While I think visual cues help, I don't think they are necessary. Some of the blinds we run are to the center of a level alfalfa field that has no visual markers on any side. Since there is also no suction (no factors!) I expect him to run a nice straight line for 100 yards or more. But it certainly is easier for them to run a straight line if they are running toward something, I agree. 




GoldenSail said:


> I think there has to be visual clues to help. Have you guys seen the Mythbusters' episode on walking a straight line? I know this is people not dogs but I do wonder if they might have the same problem as us.


----------



## boomers_dawn (Sep 20, 2009)

Aren't we supposed to get them to look out and key on something before we send them? So they go in the direction we want? We don't just let them take off where they want.
I don't know the answer to the question but if I had to guess, I would say all of the above. If I had to pick one, I would pick a mark object. That's how I get our poles in a straight line setting up drills.


----------



## hotel4dogs (Sep 29, 2008)

In the learning stages, yes. But then they are supposed to run in the direction their spine is facing whether or not there is something apparent to key in on. That's the purpose of drills like the wagon wheel, I believe, to get them used to heading in the direction their spine faces.
It seems to me that you run into some problems if they will only run to something that they're keyed into, because sometimes you can't get them to look at what you want them to.
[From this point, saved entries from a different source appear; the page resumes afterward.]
PR #952, opened 2022-01-07
Do some test cleanup

Shrews:
We have been seeing some random test failures due to `No space left on device` errors. Not entirely sure what is causing that, but this is at least a start. This will remove the copy of the test project tree that is made for every test that uses the `project_fixtures` fixture.

Also, remove a now unused pytest fixture (`clear_integration_artifacts`).

Also fix a flaky test (`test_stdout_file_no_write`) that fails randomly under `pexpect` preventing this from merging. The `assert`'s being removed are not actually testing the feature.

### DIFF
--- a/test/integration/conftest.py
+++ b/test/integration/conftest.py
@@ -29,24 +29,6 @@ def rc(tmp_path):
     return rc
 
 
-@pytest.fixture(scope='session')
-def clear_integration_artifacts(request):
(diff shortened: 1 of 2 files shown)


Shrews:
recheck

AlanCoding (approved):

eqrx (approved):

For example, if there's a tree that's 30 yards off to the left of a 100 yard away blind, maybe even further out, you may have a very hard time getting them to start out on the correct line unless they are used to heading out toward "nothing".
Just my thoughts, I'm so new at this I wouldn't bet much on my being right!




boomers_dawn said:


> Aren't we supposed to get them to look out and key on something before we send them? So they go in the direction we want? We don't just let them take off where they want.
> I don't know the answer to the question but if I had to guess, I would say all of the above. If I had to pick one, I would pick a mark object. That's how I get our poles in a straight line setting up drills.


----------



## Tatnall (May 20, 2008)

Muscle memory would be my guess, but I can't rule out visual cues, I don't think. If I am sending a dog on a blind in a completely featureless environment, when he is lined up before I send him, I put my hand down. That is his cue. What happens from there I am not sure. He could be focusing on something visual or it could be muscle memory only. When we teach blinds, it is certainly visual. That is why you start by identifying the pile in the early stages and then transition to pattern blinds where the dog may be beyond the identification stage, but he has run it a number of times where it was originally identified and knows it is there.

I *think* that as the dog gets more experienced, they know to run straight in this direction until dad blows the whistle, but I can't know that they aren't thinking that they are supposed to go to a spot that they have identified in their own eye.


----------



## GoldenSail (Dec 30, 2008)

We'll never know but I have a hard time believing that if you could test it and blindfold the dog, the dog would go straight. Just a hunch. I am sure there is more factoring into it like muscle memory.


----------



## Loisiana (Jul 29, 2009)

By going straight, do you mean not arcing, zigzagging, or veering off, or do you mean going straight ahead of where they are facing, not taking a diagonal line to a point not directly in front of them?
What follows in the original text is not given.